The release behavior of drugs in hydrogels depends mainly on gradient concentration diffusion [24]. This diffusion leads to both initial bursts and controlled release due to the drug distribution in hydrogels. The two release behaviors should be attributed to the diffusion of drugs distributed near the hydrogel surface and bulk, respectively. Additionally, the drug diffusion is closely related to the swelling of porous hydrogels. We have previously reported that the GC hydrogel has porous structure together with interconnectivity [10,11,12]. These structural properties resulted in in vivo anticancer effects against solid cancers when the GC hydrogel was used as the local anticancer drug-delivery system [10,11,12]. Therefore, it is assumed that GDHCP has a superior anticancer effect against osteosarcoma in vitro and in vivo (Figure 3, Figure 4, Figure 5, Figure 6, Figure 7 and Figure 8).

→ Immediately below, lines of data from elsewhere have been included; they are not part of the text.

PR #1136, opened 2024-05-04
Publish a new package, loguru-hardened, with security focussed defaults

bneijt:
Introduce a separate script that will override a few files to harden loguru defaults and build a loguru-hardened package, then revert the changes using git.


hardened/_defaults.py
Delgan, line 1: Can we avoid duplicating this file? What about a `HARDENED = True` variable somewhere, then simply do something like this in the existing `_default.py` file:

```python
LOGURU_DIAGNOSE = env("LOGURU_DIAGNOSE", bool, False if HARDENED else True)
```

build_hardened.py
```diff
@@ -0,0 +1,48 @@
...
+
+    # Replace loguru with loguru-hardened
+    setup_py = setup_py.replace('name="loguru"', 'name="loguru-hardened"')
+
+    # Write the updated setup.py file
+    with open("setup.py", "w") as f:
+        f.write(setup_py)
+
+
+def replace_with_hardened_files():
```
Delgan, line 19: Similar to what I suggested in my other comment, maybe we can simplify the process by simply having a `HARDENED` boolean value somewhere, and switch it from `False` to `True` for the `loguru-hardened` build?

Delgan:
I don't know why 3.13 build fails, maybe try rebasing (a few libraries were updated since then)?

trim21:
if it's serialized be default, should we also remove level time from default format?

build_hardened.py
bneijt: Think that's a great solution, I wanted to keep away from patching python, but if we are only patching a single variable assignment, I think we should be fine.

loguru/_defaults.py
```diff
@@ -39,9 +40,9 @@ def env(key, type_, default=None):
 LOGURU_FILTER = env("LOGURU_FILTER", str, None)
 LOGURU_LEVEL = env("LOGURU_LEVEL", str, "DEBUG")
 LOGURU_COLORIZE = env("LOGURU_COLORIZE", bool, None)
-LOGURU_SERIALIZE = env("LOGURU_SERIALIZE", bool, False)
+LOGURU_SERIALIZE = env("LOGURU_SERIALIZE", bool, True if HARDENED_BUILD else False)
```
bneijt, line 43: We could just say HARDENED_BUILD, but I like the explicit notation of using an if to evaluate the true/false. Feel free to comment on the contrary.

bneijt:
> if it's serialized be default, should we also remove level time from default format?

I don't follow, could you give a code example of what you mean or explain further?

trim21:
> > if it's serialized be default, should we also remove level time from default format?
> 
> I don't follow, could you give a code example of what you mean or explain further?

from
```python
LOGURU_FORMAT = env(
    "LOGURU_FORMAT",
    str,
    "<green>{time:YYYY-MM-DD HH:mm:ss.SSS}</green> | "
    "<level>{level: <8}</level> | "
    "<cyan>{name}</cyan>:<cyan>{function}</cyan>:<cyan>{line}</cyan> - <level>{message}</level>",
)
```
to 
```python
LOGURU_FORMAT = env("LOGURU_FORMAT", str, "{message}")
```

README.rst
```diff
@@ -40,6 +40,7 @@ Installation
 
     pip install loguru
 
+Or if you need more secure defaults, install ``loguru-hardened``.
```
bneijt, line 43: I also mentioned `loguru-hardened` in the README, but I could not find a release action configured, so I'm not sure how to make sure hardened is also released when a new release is created.

loguru/_defaults.py
Delgan: I totally agree with you here. Explicitly conversion from `HARDENED_BUILD` to a boolean value is better. :+1:

README.rst
Delgan: Indeed, since there is no Github Action, I need to do it manually for now.

loguru/_defaults.py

Despite strong anticancer effects, DOX and CP have cardiotoxic and nephrotoxic effects [25,26,27], respectively, that decrease their therapeutic efficiencies. DOX causes cumulative and dose-dependent cardiotoxicity, including abnormal changes to the structure and function of myocardium, severe cardiomyopathy, and congestive heart failure, resulting in cardiac transplants and death in many patients [25,26]. CP is finally cleared by the kidneys through glomerular filtration and tubular secretion; therefore, the drug molecules are filtered out when the concentration in the kidney exceeds the concentration in the blood. The filtered drugs are accumulated in renal parenchymal cells, leading to nephrotoxicity [28].

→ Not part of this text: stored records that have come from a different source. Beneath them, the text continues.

PR #1140, opened 2024-05-13
build: use pep517/pep621

trim21:
replace legacy setup.py with pyproject.toml pep517/pep621 config


Delgan:
> would you mind enable this option in repo settings? so I can update branch in web-ui instead of local git client.

Done, thanks for the suggestion. :+1:

trim21:
I guess, ci failed because setuptools support python3.5/3.6 are very out-dated and doesn't support new feature we are using.

trim21:
at fitst I want to continue using setuptools but python3.5/3.6 are too old and setuptools support thesee 2 version missing some feature we need. So I have to use flit to make it work on these 2 versions

Delgan:
Hum... Reading documentation about Flir it seems it does not support build step which might be a problem in the future if part of Loguru is rewritten in C. :confused:

trim21:
> Hum... Reading documentation about Flir it seems it does not support build step which might be a problem in the future if part of Loguru is rewritten in C. 😕

as I mentioned, drop py3.5/3.6 and use setuptools

Delgan:
Yes, let's do it that way. I was planning to drop support for older versions of Python when the C version would be implemented anyway.
Assuming that ever happens...

Thanks for your work.

trim21:
no problem. I use this package a lot (almost every application project of mine), don't want to see it dead.

Delgan:
Glad to know that Loguru is important to you! I agree that Loguru's development lacks activity compared to what I was aiming for, unfortunately. I'm trying to get back to it progressively. Thanks for your help, it's much appreciated.

PR #1142, opened 2024-05-16
style: check file eol

trim21:


.pre-commit-config.yaml
```diff
@@ -5,6 +5,13 @@ repos:
   - id: end-of-file-fixer
   - id: trailing-whitespace
   - id: check-added-large-files
+  - id: mixed-line-ending
+    args: [--fix=lf]
+    exclude_types: [batch]
+  - id: mixed-line-ending
+    args: [--fix=crlf]
+    types: [batch]
+
```
Delgan, line 14: I don't think this repository will ever contain batch files, can we just force LF for every files please?

```suggestion
  - id: mixed-line-ending
    args: [--fix=lf]**
```

trim21: it does https://github.com/Delgan/loguru/blob/master/docs/make.bat

Delgan: Haha, my bad.

Delgan:
Thanks!

.pre-commit-config.yaml
Delgan: Yes, I agree. I should have run `sphinx-build` with the `--no-batchfile` argument.

PR #1146, opened 2024-06-01
ci: add pypi release workflow

trim21:
how to use this:

create a pypi api token at https://pypi.org/manage/account/ and set project secret at https://github.com/Delgan/loguru/settings/secrets/actions , with name `PYPI_API_TOKEN`. 

After it's done, change version and add a git tag, then push it to github.

### DIFF
--- a/.github/workflows/release.yaml
+++ b/.github/workflows/release.yaml
@@ -18,6 +18,8 @@ jobs:
 
     - run: pipx run build
 
+    - run: twine check --strict dist/*
+
     - run: pipx run twine upload dist/* --disable-progress-bar
       env:
         TWINE_USERNAME: __token__
--- a/.github/workflows/release.yaml
+++ b/.github/workflows/release.yaml
@@ -1,0 +1,24 @@
+name: release
+
+on:
+  push:
+    tags:
+    - '*'
+
+jobs:
+  release:
+    runs-on: ubuntu-latest
+
+    steps:
+    - uses: actions/checkout@v4
+
+    - uses: actions/setup-python@v5
+      with:
+        python-version: 3.x
+
+    - run: pipx run build
+
+    - run: pipx run twine upload dist/* --disable-progress-bar
+      env:
+        TWINE_USERNAME: __token__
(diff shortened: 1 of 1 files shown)


.github/workflows/release.yaml
```diff
@@ -0,0 +1,24 @@
...
+    runs-on: ubuntu-latest
+
+    steps:
+    - uses: actions/checkout@v4
+
+    - uses: actions/setup-python@v5
+      with:
+        python-version: 3.x
+
+    - run: pipx run build
```
Delgan, line 19: Can we use `python -m build` directly instead of `pipx`? Also, can we please add a `twine check --strict dist/*` step?

Delgan (commented):
That's great, thanks for the quick PR.

.github/workflows/release.yaml
trim21: `build` is not a stdlib and need to be installed with `pip`, which is what `pipx run build` mean, pip install it and run it

Delgan: Well, I suppose we just need to install it first. I'll add it to the `tox.ini` commands. Thanks.

Delgan:
I'll merge it as is, but for now it can't be used yet. I need to make the Readme compatible (it's not validated by Twine, I used to manually change a few things).

.github/workflows/release.yaml
trim21: > Well, I suppose we just need to install it first. I'll add it to the `tox.ini` commands. Thanks.

you don't need to add it...

Delgan: I certainly don't need to, but I prefer to regroup the commands and dependencies in one-place.

webknjaz:
FYI https://packaging.python.org/en/latest/guides/publishing-package-distribution-releases-using-github-actions-ci-cd-workflows/

trim21:
> FYI https://packaging.python.org/en/latest/guides/publishing-package-distribution-releases-using-github-actions-ci-cd-workflows/

what's your point?

Issue #1174, opened 2024-07-15
Allow for combining file rotation triggers by accepting a list of rotation conditions


CollinHeist:
## Background
I found myself (and [others](https://github.com/Delgan/loguru/issues/241)) wanting to rotate log files based on a combination of two already-implemented conditions (file size and interval in my case). I see there is existing functionality to allow arbitrary logic in the rotation by passing in a generic `callable`, however that would have required me to re-implement much of loguru's existing rotator functionality (or import code from within the loguru source).

A cleaner approach would be to permit the specification of lists (or generic iterables) in the `rotation` argument, and then have loguru parse each element into a combined rotation rotation logic where a file will be rotated if _any_ of the rotators evaluate to true.

## Example

```py
from loguru import logger

logger.configure(
  handlers=[
    dict(
      sink='file.log',
      rotation=['12h', '10 MB'],
    )
  ]
)
```
Would rotate log files every 12 hours _or_ every 10 Megabytes. This is much easier for the end-user than creating a custom callable of the same logic.

I've submitted this [PR](https://github.com/Delgan/loguru/pull/1175)

Delgan:
Fixed by #1175.

PR #1175, opened 2024-07-15
Allow list of rotation conditions in file rotation logic

CollinHeist:
This implements the behavior described in #1174 , and allows for specification of a list (or tuple/set) of conditions for file rotation, like so:

```py
from loguru import logger

logger.configure(
  handlers=[
    dict(
      sink='file.log',
      rotation=['12h', '10 MB'],
    )
  ]
)
```


Delgan:
Thanks for your PR @CollinHeist. Apologies for the delay.

Admittedly, I was initially rather reluctant to add such a feature, for the sake of simplicity. Though, I agree that this is not actually very cumbersome to add, and indeed, and it can visibly be useful to several users.

Just to let you know that I haven't forgotten the PR and plan to merge it after releasing a new debug release. Thank you again for your work.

Because of serious DOX and CP toxicity, histological evaluations of heart and kidney tissues were performed using H&E stained images. As shown in Figure 7 and Figure 8, we confirmed the biocompatibility of GDHCP against the heart and kidney tissues. The results of this study suggest that GDHCP has clinical potential for osteosarcoma treatment (Figure 9).

Figure 9

In vivo anticancer effect of GDHCP hydrogel on osteosarcoma. The hydrogel was locally injected into the cancer tissue once a week for 4 weeks.

5. Conclusions

This study investigated DOX·HCl and CP-loaded injectable visible light-cured GC hydrogel/ nanosized HP-β-CD drug-delivery systems for in vitro and in vivo OSA treatment. Along with the swollen properties of the hydrogel, the nanosized HP-β-CD used for improving the poor water solubility of CP exhibited controlled release behavior of DOX·HCl and/or CP in a sustained manner, resulting in potential anticancer effects on OSA. Furthermore, drug-loaded GC hydrogels did not affect the heart or kidney. Through an in vivo animal study, although significant differences in the tumor volumes on GD-, GHCP-, and GDHCP-treated mice were not found, GDHCP improved the antitumor effect in OSA treatment as compared with GD and GHCP. These results suggested the feasibility of GDHCP for the local cancer treatment of OSA.

GDHCP did not affect the heart or kidney. Our results suggest that this injectable GDHCP system has the potential for clinical use in OSA treatment.